Passing Ships

Rajiv Chowk Metro Station

Delhi

8:30am

My heart pounded as the queue slowly inched to the security metal detector.

Damn that alarm. First day on the job, can’t be late.

The machine beeped when I passed it the same as it beeped for everyone else. The cop gave me a cursory frisking and sent me on. I jogged down to the platform, just in time to see the train slip past me into the tunnel. The display announced the next one in five minutes.

I paced the platform. I tried to breathe deeply like my mother said I should to calm down, but that didn’t help. The platform began to fill up with passengers again.

That was the moment I felt my life could change forever. There one sight, that was all it took. About fifteen yards away, she stood there. I had never seen her before, but I could stand there and look at her forever.

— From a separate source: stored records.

PR #559, opened 2020-03-30
Add some documentation for the allowed requires compare values

hughsie:


docs/source/metainfo.rst
```diff
@@ -284,6 +284,28 @@ can be used.
...
++-----------+-------------+-----------------------+
+| ``le``    | ``1.2.3``   | Less than or equal    |
++-----------+-------------+-----------------------+
+| ``gt``    | ``1.2.3``   | Greater than          |
++-----------+-------------+-----------------------+
+| ``ge``    | ``1.2.3``   | Greater than or equal |
++-----------+-------------+-----------------------+
+| ``glob``  | ``??FWA*``  | Filename glob         |
++-----------+-------------+-----------------------+
+| ``regex`` | ``FW[1-7]`` | Regular expression    |
```
superm1: for regex perhaps mention which regex format it you're using (BRE, ERE, SRE, perl)

hughsie: I'm not sure myself! It's the one built into GLib itself, so "PCRE" maybe?

superm1: Maybe link to this then: https://developer.gnome.org/glib/stable/glib-regex-syntax.html

hughsie: I've clarified, thanks.

PR #563, opened 2020-04-01
Rewrite the AppStream screenshot URL to use the server CDN

hughsie:
When the screenshot image is loaded on the client system we download the file
from the vendor specified URL. This would cause the client to ping an external
vendor on firmware install, leaking the user agent and IP address.

This probably is not what the user is expecting and certainly not mentioned in
our privacy policy.

Download the image locally when building the metadata, and rewrite the URL in
the public metadata to use the server CDN instead, fixing the privacy issue.

### DIFF
--- a/cron.py
+++ b/cron.py
@@ -15,6 +15,7 @@ import datetime
 
 from collections import defaultdict
 
+import requests
 import yara
 
 from lxml import etree as ET
@@ -59,6 +60,10 @@ def _regenerate_and_sign_metadata(only_embargo=False):
     # nothing to do
     if not remotes:
         return
+
+    # mirror screenshots
+    for r in remotes:
+        _mirror_images_for_remote(r)
 
     # set destination path from app config
     download_dir = app.config['DOWNLOAD_DIR']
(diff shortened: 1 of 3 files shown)


cron.py
```diff
@@ -246,6 +251,31 @@ def _fsck():
...
+def _mirror_images_for_remote(remote):
+
+    # mirror all the screenshots
+    for md in db.session.query(Component)\
+                        .filter(Component.screenshot_url != None)\
+                        .join(Firmware)\
+                        .join(Remote)\
+                        .filter(Remote.remote_id == remote.remote_id)\
+                        .order_by(Component.component_id.asc()):
+        basename = 'img-{}.png'.format(hashlib.sha256(md.screenshot_url.encode()).hexdigest())
```
superm1, line 263: it's not guaranteed that the image is actually png.  DOn't you need to check that if you're going to be formatting it this way?

hughsie: I guess you're right, it doesn't have to be PNG: https://www.freedesktop.org/software/appstream/docs/chap-Quickstart.html -- maybe we grab the extension from the original link and append it?

superm1: Yeah probably fine to do that.

hughsie: maybe we just do the same as the firmware? e.g. `{hash}-{originalfilename}`

cron.py
```diff
@@ -246,6 +251,31 @@ def _fsck():
...
+        fn = os.path.join(app.config['DOWNLOAD_DIR'], basename)
+        if os.path.isfile(fn):
+            print('{} exists for component {}'.format(fn, md.component_id))
+            continue
+
+        # download it now
+        print('downloading {} for component {}'.format(md.screenshot_url, md.component_id))
+        try:
+            r = requests.get(md.screenshot_url)
+        except requests.exceptions.MissingSchema as e:
```
superm1, line 273: presumably there are other things you need to worry about too like a 404 or a timeout.  Don't want to take LVFS's cron down because a server isn't up the first time you try to run this.

cron.py
superm1: sure that keeps it out of the loop, makes sense.

hughsie: Yup, that works, good catch.

cron.py
hughsie: Good catch! Fixed by using the base error `RequestException` and using `raise_for_status()` for 404.

cron.py
exploide: > maybe we grab the extension from the original link and append it?

Would it make sense to limit this to a list of known harmless image extensions? For example SVG files can contain JavaScript that gets executed when someone opens the file URL directly in the browser. This would (even though a bit theoretical) allow a vendor to prepare a malicious file that eventually gets copied to your server and does something similar to cross-site scripting.

(PHP or server-side stuff would be even worse, but I assume you don't let the webserver interpret stuff from the download folder)

hughsie: > Would it make sense to limit this to a list of known harmless image extensions

I think we should probably check it's a .png file as well, e.g. by using PIL to load the image.

> I assume you don't let the webserver interpret stuff from the download folder

Certainly not :) The other issue this patch has is that there's no way to inform the firmware uploader that the URL is invalid or 404ing for example. I'll have a rethink; perhaps implementing this as as a firmware `Test()` is a better way to implement this.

She wore tight blue jeans and a pink pull-over on which her curly hair cascaded in apparent disarray. My thoughts were in a jumble.

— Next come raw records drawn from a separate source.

PR #564, opened 2020-04-02
Rewrite the AppStream screenshot URL to use the server CDN

hughsie:
When the screenshot image is loaded on the client system we download the file
from the vendor specified URL. This would cause the client to ping an external
vendor on firmware install, leaking the user agent and IP address.

This probably is not what the user is expecting and certainly not mentioned in
our privacy policy.

Download the image locally when running tests, and use a CDN URL in the public
metadata, fixing the privacy issue.

### DIFF
--- a/lvfs/metadata/utils.py
+++ b/lvfs/metadata/utils.py
@@ -114,7 +114,10 @@ def _generate_metadata_mds(mds, firmware_baseuri='', local=False, metainfo=False
             if md.screenshot_caption:
                 ET.SubElement(child, 'caption').text = md.screenshot_caption
             if md.screenshot_url:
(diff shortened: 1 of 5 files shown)


hughsie:
A better version of https://github.com/fwupd/lvfs-website/pull/563

hughsie:
@exploide

exploide:
I don't get how that asserts it is a png file. Wouldn't Pillow happily load jpg and other images as well without raising exceptions?

exploide:
Oh, you convert it, I see :+1:

hughsie:
Deploying this as a test was the right thing to do. I just spent 20 minutes fixing up all the old 8bitdo https://people.freedesktop.org/~hughsient/temp/ images that no longer resolved. :)

PR #565, opened 2020-04-02
Add CPU microcode definition on uploaded files and docs

superm1:


docs/source/metainfo.rst
```diff
@@ -205,6 +205,8 @@ Allowed Category Values
 +-----------------------------+-----------------------------+
 | X-PlatformSecurityProcessor | Platform Security Processor |
 +-----------------------------+-----------------------------+
+| X-Microcode                 | CPU Microcode               |
```
hughsie, line 208: Maybe an antisocial suggestion, but would `X-CpuMicrocode` be more accurate?

superm1: I think you suggested this previously, but sure can adjust :)

hughsie: Mea culpa.

superm1:
I think you have to actually add category to database for this one when you merge though, right?

hughsie:
> I think you have to actually add category to database for this one when you merge though, right?

Just done.

PR #567, opened 2020-04-03
Store a per-remote count incremented every time we rebuild it

hughsie:


lvfs/models.py
```diff
@@ -1865,6 +1865,7 @@ class Remote(db.Model):
     name = Column(Text, nullable=False)
     is_public = Column(Boolean, default=False)
     is_dirty = Column(Boolean, default=False)
+    build_cnt = Column(Integer, default=0)
```
superm1, line 1868: Should this perhaps be `BigInteger` to prevent a difficult to debug problem some day?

Check your tie, are your shoelaces tied properly? Stand up straight, don’t slouch. Above all, look natural.

I gazed down at my shoes, when I looked up, she was looking directly at me. Not behind me, not beside me, but directly at me. She smiled. At that instant, I was sure, somehow she felt for me. A strange sort of telepathy seemed to have occurred. I had to act.

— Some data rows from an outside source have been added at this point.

PR #569, opened 2020-04-03
Write metadata with a build suffix to prevent CDN mismatch

hughsie:
When a fwupd client wants to refresh the metadata it firsts download the tiny
signature (typically a JCat file) and then if that has changed compared to the
existing signature on disk the much larged gzipped XML metadata catalog is then
downloaded. This saves a lot of mirror bandwidth as some remotes do not change
very much, and even stable only regenerates 4 times a day.

The drawback of this is that we have two things that need to be used to verify
a signature, and one of four scenarios could happen:

 1. The same version of sig and catalog are delivered by the CDN

 2. Between getting the sig the remote is resigned and the CDN is invalidated

 3. The CDN sends an older cached version of the sig and the current catalog

 4. The CDN sends the current sig and a cached older version of the catalog

Over the last few years the first scenario happens 99.999999% of the time, but
0.000001 * millions of daily downloads means that the bug tracking the CDN issue
gets "me too"'d almost every week.

To fix the 3 failure scenarios, do three things:

 * Write each metadata catalog as a new file with a unique URL for the CDN

 * Write the name of the unique file in the JCat file so the client knows what
   to download with an alias for the old name for our future selves.

 * Delete old metadata catalogs, leaving the last 5 builds.

In scenarios 2 and 3 we just download the n-1 metadata catalog, which is fine,
and scenario 4 is now impossible as the URLs are now different.

Fixes the server side of https://github.com/fwupd/fwupd/issues/391

### DIFF
--- a/cron.py
+++ b/cron.py
@@ -9,6 +9,7 @@
 
 import os
 import sys
+import glob
 import difflib
 import hashlib
 import datetime
@@ -71,8 +72,14 @@ def _regenerate_and_sign_metadata(only_embargo=False):
         print('Updating: %s' % r.name)
     for r, blob_xmlgz in _metadata_update_targets(remotes):
 
-        # write metadata.xml.gz
+        # write metadata-?????.xml.gz
         fn_xmlgz = os.path.join(download_dir, r.filename)
+        with open(fn_xmlgz, 'wb') as f:
+            f.write(blob_xmlgz)
+        invalid_fns.append(fn_xmlgz)
+
+        # write metadata.xml.gz
+        fn_xmlgz = os.path.join(download_dir, r.filename_newest)
         with open(fn_xmlgz, 'wb') as f:
             f.write(blob_xmlgz)
         invalid_fns.append(fn_xmlgz)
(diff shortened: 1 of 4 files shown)


cron.py
```diff
@@ -125,7 +133,20 @@ def _regenerate_and_sign_metadata(only_embargo=False):
 
     # log what we did
     for r in remotes:
-        _event_log('Signed metadata %s' % r.name)
+        _event_log('Signed metadata {} build {}'.format(r.name, r.build_cnt))
+
+    # only keep the last 5 metadata builds
```
superm1, line 138: Is there a reason to pick 5?  Future you might want that in a comment

lvfs/models.py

Go up to her? Then what? What if she thinks I am a creep? Tell a joke, break the ice? What jokes? Don’t remember anything more than WhatsApp forwards. Do something dammit, the moment is passing!

My thoughts were interrupted as the train pulled in and a flood of passengers streamed out between us. I felt propelled forward by the rush of passengers behind me. Before I knew it I was inside the coach, with my face pressed against a stranger’s arm.

No not now! Fight it. If its for real she would have felt it too. Go now.

I shoved for the door. I pushed aside a harried delivery boy and sent his parcel to the floor. I finally exited a second before the doors closed to the curses of those I left inside.

Would she be there? Please God let her be there.

She was there.

The smile on her face was the sweetest thing I have ever seen and her eyes were filled with indescribable love for her husband who had just stepped out of the train.